**Brief**: Go through the data and report each line that holds the string "Screenshot".

**Exercise input**:
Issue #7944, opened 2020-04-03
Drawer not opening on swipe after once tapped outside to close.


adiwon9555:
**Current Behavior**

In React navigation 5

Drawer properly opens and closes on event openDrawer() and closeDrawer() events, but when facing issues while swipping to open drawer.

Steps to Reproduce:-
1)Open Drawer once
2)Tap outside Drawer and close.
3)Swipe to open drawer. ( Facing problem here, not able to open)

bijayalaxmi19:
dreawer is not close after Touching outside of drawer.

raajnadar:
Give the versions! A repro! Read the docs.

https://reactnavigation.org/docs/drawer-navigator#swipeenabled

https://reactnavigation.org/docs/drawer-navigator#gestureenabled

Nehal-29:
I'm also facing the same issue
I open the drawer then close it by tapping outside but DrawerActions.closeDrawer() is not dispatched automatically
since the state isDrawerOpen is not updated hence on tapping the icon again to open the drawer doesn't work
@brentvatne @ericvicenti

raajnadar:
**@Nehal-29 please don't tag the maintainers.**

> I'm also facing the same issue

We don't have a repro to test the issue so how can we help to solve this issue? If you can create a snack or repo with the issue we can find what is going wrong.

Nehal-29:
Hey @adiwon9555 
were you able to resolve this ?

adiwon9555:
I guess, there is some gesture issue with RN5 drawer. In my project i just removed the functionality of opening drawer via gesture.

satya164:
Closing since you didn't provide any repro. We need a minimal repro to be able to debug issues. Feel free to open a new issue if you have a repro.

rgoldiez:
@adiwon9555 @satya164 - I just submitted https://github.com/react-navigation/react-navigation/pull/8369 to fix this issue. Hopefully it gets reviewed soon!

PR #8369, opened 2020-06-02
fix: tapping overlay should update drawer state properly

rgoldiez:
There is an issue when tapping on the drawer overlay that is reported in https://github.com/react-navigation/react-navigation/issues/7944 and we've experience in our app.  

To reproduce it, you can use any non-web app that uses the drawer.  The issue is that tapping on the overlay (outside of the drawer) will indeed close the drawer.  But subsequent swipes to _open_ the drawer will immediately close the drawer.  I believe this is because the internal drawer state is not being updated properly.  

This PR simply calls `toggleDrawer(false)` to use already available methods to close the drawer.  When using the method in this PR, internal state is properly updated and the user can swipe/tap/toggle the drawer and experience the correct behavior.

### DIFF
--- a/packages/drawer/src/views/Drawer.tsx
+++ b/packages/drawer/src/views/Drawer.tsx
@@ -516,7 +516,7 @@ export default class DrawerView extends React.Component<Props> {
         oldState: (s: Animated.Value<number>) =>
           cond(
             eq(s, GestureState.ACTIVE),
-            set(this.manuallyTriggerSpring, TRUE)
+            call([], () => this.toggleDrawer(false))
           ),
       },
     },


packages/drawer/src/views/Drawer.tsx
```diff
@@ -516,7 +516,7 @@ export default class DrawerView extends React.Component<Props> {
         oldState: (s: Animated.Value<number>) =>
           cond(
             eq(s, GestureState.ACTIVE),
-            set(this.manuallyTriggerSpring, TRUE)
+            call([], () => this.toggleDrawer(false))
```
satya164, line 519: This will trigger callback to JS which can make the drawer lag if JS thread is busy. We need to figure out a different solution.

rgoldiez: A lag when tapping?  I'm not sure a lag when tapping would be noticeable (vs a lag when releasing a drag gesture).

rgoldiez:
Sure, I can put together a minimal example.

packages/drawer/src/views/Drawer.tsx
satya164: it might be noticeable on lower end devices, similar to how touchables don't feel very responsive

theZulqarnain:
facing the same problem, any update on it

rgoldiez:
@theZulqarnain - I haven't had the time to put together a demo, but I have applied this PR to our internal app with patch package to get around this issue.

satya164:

---

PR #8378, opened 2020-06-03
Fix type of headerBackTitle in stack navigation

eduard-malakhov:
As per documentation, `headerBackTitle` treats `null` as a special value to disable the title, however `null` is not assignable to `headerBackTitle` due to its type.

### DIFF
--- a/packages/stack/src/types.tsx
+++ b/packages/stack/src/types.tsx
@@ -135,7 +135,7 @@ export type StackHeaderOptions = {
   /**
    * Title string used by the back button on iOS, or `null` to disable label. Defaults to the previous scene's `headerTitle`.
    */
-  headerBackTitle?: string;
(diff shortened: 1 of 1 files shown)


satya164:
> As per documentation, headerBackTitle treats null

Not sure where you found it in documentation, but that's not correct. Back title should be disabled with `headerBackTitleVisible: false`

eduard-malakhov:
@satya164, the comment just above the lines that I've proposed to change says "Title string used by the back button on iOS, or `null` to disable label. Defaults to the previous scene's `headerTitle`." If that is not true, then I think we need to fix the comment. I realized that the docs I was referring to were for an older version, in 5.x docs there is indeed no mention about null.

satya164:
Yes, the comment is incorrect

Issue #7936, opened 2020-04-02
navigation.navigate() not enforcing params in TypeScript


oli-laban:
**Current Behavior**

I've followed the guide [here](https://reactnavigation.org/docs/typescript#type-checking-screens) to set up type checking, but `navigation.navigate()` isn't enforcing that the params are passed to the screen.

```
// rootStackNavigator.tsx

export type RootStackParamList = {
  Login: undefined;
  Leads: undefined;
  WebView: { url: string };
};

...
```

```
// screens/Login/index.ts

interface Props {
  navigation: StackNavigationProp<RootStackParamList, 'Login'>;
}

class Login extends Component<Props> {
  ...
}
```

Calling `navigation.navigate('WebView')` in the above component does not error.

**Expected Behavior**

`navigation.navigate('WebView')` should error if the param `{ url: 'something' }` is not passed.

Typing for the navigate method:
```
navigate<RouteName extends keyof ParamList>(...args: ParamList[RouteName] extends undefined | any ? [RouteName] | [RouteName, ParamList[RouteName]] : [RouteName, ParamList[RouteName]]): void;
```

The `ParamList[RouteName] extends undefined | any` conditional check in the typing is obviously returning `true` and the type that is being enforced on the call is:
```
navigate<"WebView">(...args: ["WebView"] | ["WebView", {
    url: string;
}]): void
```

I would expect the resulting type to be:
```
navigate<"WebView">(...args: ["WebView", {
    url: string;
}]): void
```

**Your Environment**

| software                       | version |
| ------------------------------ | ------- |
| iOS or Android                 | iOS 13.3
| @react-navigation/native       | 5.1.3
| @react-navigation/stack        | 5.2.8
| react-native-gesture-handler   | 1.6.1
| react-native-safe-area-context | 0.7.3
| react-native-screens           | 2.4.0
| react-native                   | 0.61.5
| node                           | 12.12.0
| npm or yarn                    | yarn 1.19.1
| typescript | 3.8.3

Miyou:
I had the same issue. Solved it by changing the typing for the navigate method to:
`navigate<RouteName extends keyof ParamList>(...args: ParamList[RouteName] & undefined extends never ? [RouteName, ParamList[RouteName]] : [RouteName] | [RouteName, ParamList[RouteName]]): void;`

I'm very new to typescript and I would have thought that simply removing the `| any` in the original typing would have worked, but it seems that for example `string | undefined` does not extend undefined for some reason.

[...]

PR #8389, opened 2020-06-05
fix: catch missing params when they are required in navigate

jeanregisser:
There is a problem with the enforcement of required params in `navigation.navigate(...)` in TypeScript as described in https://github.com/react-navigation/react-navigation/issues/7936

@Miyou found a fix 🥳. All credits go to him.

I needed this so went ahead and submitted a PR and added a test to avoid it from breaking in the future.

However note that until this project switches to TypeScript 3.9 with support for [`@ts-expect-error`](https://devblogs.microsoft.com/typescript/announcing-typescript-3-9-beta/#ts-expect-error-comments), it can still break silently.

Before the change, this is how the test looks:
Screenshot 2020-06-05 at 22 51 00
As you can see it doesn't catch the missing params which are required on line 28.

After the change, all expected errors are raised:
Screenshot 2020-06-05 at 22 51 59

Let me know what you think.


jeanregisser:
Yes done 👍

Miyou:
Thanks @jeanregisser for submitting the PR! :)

**Problem solution**:
Screenshot 2020-06-05 at 22 51 00
Screenshot 2020-06-05 at 22 51 59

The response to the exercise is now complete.